_Exercise objective_
The response must contain each line of the material that holds "this".

_Record extracts_
════════════════════

PR #101, opened 2016-05-17
Add UMD support. Fixes #91

### LINKED ISSUE #91: "Uncaught ReferenceError: Turbolinks is not defined" when required with Browserify
We are using Browserify to build our front-end assets. We successfully installed the `turbolinks` npm package and compiled the assets, but when the page loads in the browser, `Uncaught ReferenceError: Turbolinks is not defined` is raised in the package code `dist/turbolinks.js` at `Turbolinks.copyObject=function(t){var e,r,n;r={}; ...`

Oddly, we are able to use the package if we paste the raw `dist/turbolinks.js` into a script tag in the html head.

Are there any steps we need to take in order to get this package to work with Browserify? If Browserify is currently unsupported, are you open to pull requests to introduce support? Any pointers would be appreciated.

Thanks

javan:
Define UMD module for Turbolinks to support script / module build tools like webpack, browserify, require.js, etc.

### DIFF
--- a/Gemfile
+++ b/Gemfile
@@ -7,5 +7,5 @@ gem 'coffee-script-source', '~> 1.9.1'
 gem 'eco'
 gem 'uglifier'
 
-gem 'blade', github: 'javan/blade'
+gem 'blade', '~> 0.5.2'
 gem 'blade-sauce_labs_plugin', github: 'javan/blade-sauce_labs_plugin'
--- a/Gemfile.lock
+++ b/Gemfile.lock
@@ -8,33 +8,29 @@ GIT
       faraday
       selenium-webdriver
 
-GIT
-  remote: git://github.com/javan/blade.git
-  revision: 84e843ed5517c8eff61d876dcf4634deebe88aa8
-  specs:
-    blade (0.5.0)
-      activesupport (>= 3.0.0)
-      blade-qunit_adapter (~> 1.20.0)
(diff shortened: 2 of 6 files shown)


sstephenson:
We’ll need to update [the documentation](https://github.com/turbolinks/turbolinks#installation-using-webpack) too.

javan:
What do you think about removing the [Installation Using Webpack](https://github.com/turbolinks/turbolinks#installation-using-webpack) documentation since it Just Works now?

sstephenson:
I’m fine with removing the Webpack-specific parts, but we should still have a parallel set of instructions for using Turbolinks as a module. You still have to install the package and require it somewhere.

javan:
Updated the docs

javan:
FYI, I confirmed the compiled .js works normally with `<script src="turbolinks.js"></script>` and with webpack and browserify:
```js
(function() {
  var Turbolinks = require("./turbolinks");
  console.log("local var Turbolinks =", Turbolinks); // defined
})()

addEventListener("DOMContentLoaded", function() {
  console.log("widow.Turbolinks =", window.Turbolinks) // undefined
})
```

TSMMark:
As a Browserify user, I thank you! :+1:

sstephenson:
Thanks for making this possible @javan! 💝🎉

════════════════════

_Written solution_
Are there any steps we need to take in order to get this package to work with Browserify? If Browserify is currently unsupported, are you open to pull requests to introduce support? Any pointers would be appreciated.
Thanks for making this possible @javan! 💝🎉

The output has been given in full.